Task item: Read through the lines below and copy the ones holding the string "that".

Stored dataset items
PR #704, opened 2023-01-26
Correctly limit overview transaction list

### LINKED ISSUE #703: assert: "last < rowCount(parent)" in qabstractitemmodel.cpp
Some but not all of my (descriptor) wallets trigger the following crash, immediately when loading them.

```
GUI: ASSERT: "last < rowCount(parent)" in file itemmodels/qabstractitemmodel.cpp, line 2815
```

Happens on master @ fcff639af137f2a6636ef454d0404b969ab7772e with a `DEBUG=1` depends build, but regardless of the `./configure` `--debug` flag). Intel macOS 13.1. Will try some other configurations.

Also tested against Homebrew qt 5.15.8 (depends is at 5.15.5), which doesn't produce the problem.

I tried bumping depends QT to 5.15.8 but this requires changing our patches, which I'm not sure how to do. Bumping QT is only a solution if the bug is in QT, not if it's on our end.

Interestingly I don't experience this bug in the v24.0.1 guix build, even though that uses the same QT version (since https://github.com/bitcoin/bitcoin/pull/25719).

Random other project that ran into the same assert: https://invent.kde.org/utilities/kfind/-/merge_requests/1

john-moffett:
Fixes #703 

The way the main overview page limits the number of transactions displayed (currently 5) is not an appropriate use of Qt. Our subclassed transaction sort/filter proxy model returns a maximum of `5` in `rowCount()`. However, the model itself actually may hold significantly more. While this has _worked_, it breaks the contract of `rowCount()`. 

If `bitcoin-qt` is run with a DEBUG build of Qt, it'll result in an assert-crash in certain relatively common situations (see #703 for details). Instead of artificially limiting the `rowCount()` in the subclassed filter, we can hide/unhide the rows in the displaying `QListView` upon any changes in the sorted proxy filter.

I loaded a wallet with 20,000 transactions and did not notice any performance differences between master and this branch.

For reference, this is the list I'm referring to:

image

### DIFF
--- a/src/qt/overviewpage.cpp
+++ b/src/qt/overviewpage.cpp
@@ -262,7 +262,6 @@ void OverviewPage::setWalletModel(WalletModel *model)
         // Set up transaction list
         filter.reset(new TransactionFilterProxy());
         filter->setSourceModel(model->getTransactionTableModel());
-        filter->setLimit(NUM_ITEMS);
         filter->setDynamicSortFilter(true);
         filter->setSortRole(Qt::EditRole);
         filter->setShowInactive(false);
@@ -271,6 +270,10 @@ void OverviewPage::setWalletModel(WalletModel *model)
         ui->listTransactions->setModel(filter.get());
         ui->listTransactions->setModelColumn(TransactionTableModel::ToAddress);
 
+        connect(filter.get(), &TransactionFilterProxy::rowsInserted, this, &OverviewPage::LimitTransactionRows);
+        connect(filter.get(), &TransactionFilterProxy::rowsRemoved, this, &OverviewPage::LimitTransactionRows);
+        connect(filter.get(), &TransactionFilterProxy::rowsMoved, this, &OverviewPage::LimitTransactionRows);
+        LimitTransactionRows();
         // Keep up to date with wallet
         setBalance(model->getCachedBalance());
         connect(model, &WalletModel::balanceChanged, this, &OverviewPage::setBalance);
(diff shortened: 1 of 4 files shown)


Sjors:
tACK 08209c039ff4ca5be4982da7a2ab7a624117ce1a

hebasto:
Concept ACK.

src/qt/overviewpage.cpp
```diff
@@ -299,6 +302,16 @@ void OverviewPage::changeEvent(QEvent* e)
     QWidget::changeEvent(e);
 }
 
+// Only show most recent NUM_ITEMS rows
+void OverviewPage::LimitTransactionRows()
+{
+    if (filter && ui->listTransactions && ui->listTransactions->model() && filter.get() == ui->listTransactions->model()) {
+        for (int i = 0; i < filter->rowCount(); ++i) {
+            ui->listTransactions->setRowHidden(i, i >= NUM_ITEMS);
+        }
```
hebasto, line 311: Could this cause any performance issues with 100K+ txs wallets?

hebasto (commented):
Tested 08209c039ff4ca5be4982da7a2ab7a624117ce1a ob Ubuntu 22.04. It fixes #703 for me.

Still reviewing.

src/qt/overviewpage.cpp
john-moffett: I loaded a wallet with 30K txs and ran a time profiler. This call took approximately 3 milliseconds:

image

The vast majority of time was consumed by re-running the filter and converting to `QDateTime` (both already existing behavior and unrelated to this PR):

image

Qualitatively, I didn't notice any difference at all.

I'm happy to generate a bunch more transactions overnight and report back tomorrow.

hebasto (approved):
ACK 08209c039ff4ca5be4982da7a2ab7a624117ce1a, tested on Ubuntu 22.04.

fanquake:
Added to https://github.com/bitcoin/bitcoin/pull/26878 for backporting to 24.x.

Written solution:
Interestingly I don't experience this bug in the v24.0.1 guix build, even though that uses the same QT version (since https://github.com/bitcoin/bitcoin/pull/25719).
Random other project that ran into the same assert: https://invent.kde.org/utilities/kfind/-/merge_requests/1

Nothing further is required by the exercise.